Les annonces d'Emmanuel Macron le 12 juillet au soir ont naturellement donné lieu à un flot de réactions et questionnements. Plusieurs membres du gouvernement ont apporté des précisions ce mardi 13 juillet, à commencer par Garbiel Attal à l'issue du conseil des ministres. Que ce soit sur la vaccination obligatoire de certains personnels - la mesure s'imposerait à environ quatre millions de personnes, dont 1,5 million ne sont pas encore vaccinées, selon le gouvernement - ou sur la présentation d'un pass sanitaire pour accéder à un grand nombre de lieux publics. Mais il faudra attendre le 19 juillet avec la présentation en conseil des ministres du projet de loi dédié à ces mesures pour en savoir plus. La discussion de ce texte au Parlement aura lieu dans la foulée.

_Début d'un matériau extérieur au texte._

PR #448, opened 2024-09-27
feat(docs): Add section on CoAP

chrysn:
# Description

As per today's meeting, I've pulled ahead writing CoAP documentation to give all involved a better overview of how the security protocols interact.

Unlike what we otherwise do with the book, this is ahead of the implementation (covering some of the [roadmap](https://github.com/future-proof-iot/RIOT-rs/issues/226) but also some things not in there in the current iteration). As this matures, the annotation of "we don't have this yet" will move from page-wide into sections.

## Open questions

Should we aim for this to be merged with the disclaimer in, or do we rather keep it as a PR until most of it is implemented? I'm leaning toward the former, especially because the book is also a good reference for developers.

## Change checklist

### DIFF
--- a/book/src/tooling/coap.md
+++ b/book/src/tooling/coap.md
@@ -18,14 +18,8 @@ As there is more complexity in a CoAP client than a CoAP server,
 the most minimal use is to just have a CoAP server on the embedded system.
 Having both components in use is also a common choice.
 
-As part of our mission for strong security,
-we use encrypted CoAP traffic by default.
-Of the multiple means to secure CoAP,
-we have picked the OSCORE/EDHOC security mechanisms as our default,
-with the option to use ACE for authorization management.
-These were chosen because they scale down well to the smallest devices.
-Alternatives (DTLS, TLS, IPsec or link-layer encryption)
-are currently not implemented.
+Also, as part of our mission for strong security,
+we use encrypted CoAP traffic by default as explained below.
 
 [CoAP]: https://coap.space/
 [over UDP]: https://datatracker.ietf.org/doc/html/rfc7252
@@ -43,43 +37,14 @@ and a path `/fwup` for interacting with firmware updates.
 The CoAP implementation can put additional resources at well-known locations,
 eg. `/.well-known/core` for discovery or `/.well-known/edhoc` for establishing secure connections.
 
-The handler does not need to concern itself with authorization:
-The CoAP stack is configured with an access policy,
-which is evaluated before the handler even receives the request.
-The handler still needs to concern itself with security to some extent
-(eg. file format parsers should still treat incoming data as possibly malformed),
+The handler only needs to concern itself with basic security aspects
+(eg. file format parsers should treat incoming data as possibly malformed),
 but is not the main enforcement point.
 
-The policy is configured depending on the enabled security mechanisms.
-Examples of described policy entries are:
-
-* This is a fixed public key, and requests authenticated with that key are allowed to GET and PUT to `/limit`.
-* The device has a shared secret from its authorization server, with which the authorization server secures the tokens it issues to clients. Clients may perform any action as long as they securely present a token that allows it. For example, a token may allow GET on `/limit` and PUT on `/led/0`".
-* Any (even unauthenticated) device may GET `/hello/`.
 
 [provided as `examples/coap`]: https://github.com/future-proof-iot/RIOT-rs/tree/main/examples/coap
 [its `run()` function]: https://github.com/future-proof-iot/RIOT-rs/blob/2b76e560394884d3c8f7eaae51beefd59a316d7b/examples/coap/src/main.rs#L70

L'assaut - Les sites de rendez-vous de vaccination ont été pris d'assaut après les annonces d'Emmanuel Macron imposant le pass sanitaire à l'entrée de la plupart des lieux publics et rendant obligatoire la vaccination des soignants et de ceux au contact des personnes fragiles. L'effet a été immédiat. "Près de 1,3 million de rendez-vous" ont été pris sur le site Doctolib entre l'allocution présidentielle et mardi à la mi-journée, selon le patron du site. Et "plus de 3,4 millions de recherches de rendez-vous ont été réalisées" lundi sur le moteur de recherche Vite Ma Dose, selon son concepteur, Guillaume Rozier.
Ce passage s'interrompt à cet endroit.